BRIEF: When a line below contains the word "reset", it counts toward the total; give that total and nothing besides.

(Stored data entries)
PR #397, opened 2017-02-25
Done

PhreeMason:


lib/board.rb
```diff
@@ -0,0 +1,58 @@
+require 'pry'
+
+class Board
+
+  attr_accessor :cells
+
+  def initialize
+    @cells = [" ", " "," ", " "," ", " "," ", " ", " "]
+    reset!
```
cernanb: I would just call `reset!` here and delegate to that method to create the default empty board. No need to set `@cells` here.

lib/board.rb
```diff
@@ -0,0 +1,58 @@
...
+  def display
+      puts " #{@cells[0]} | #{@cells[1]} | #{@cells[2]} "
+      puts "-----------"
+      puts " #{@cells[3]} | #{@cells[4]} | #{@cells[5]} "
+      puts "-----------"
+      puts " #{@cells[6]} | #{@cells[7]} | #{@cells[8]} "
+  end
+
+  def reset!
+    @cells = [" ", " "," ", " "," ", " "," ", " ", " "]
```

lib/board.rb
```diff
@@ -0,0 +1,58 @@
...
+      @cells[location] = player.token
+    end
+  end
+
+  def full?
+      @cells.none? { |f| f == " " }
+  end
+
+  def turn_count
+    counter = 0
```

```ruby
def turn_count
end
```

lib/game.rb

RESULT OF THE TASK: 3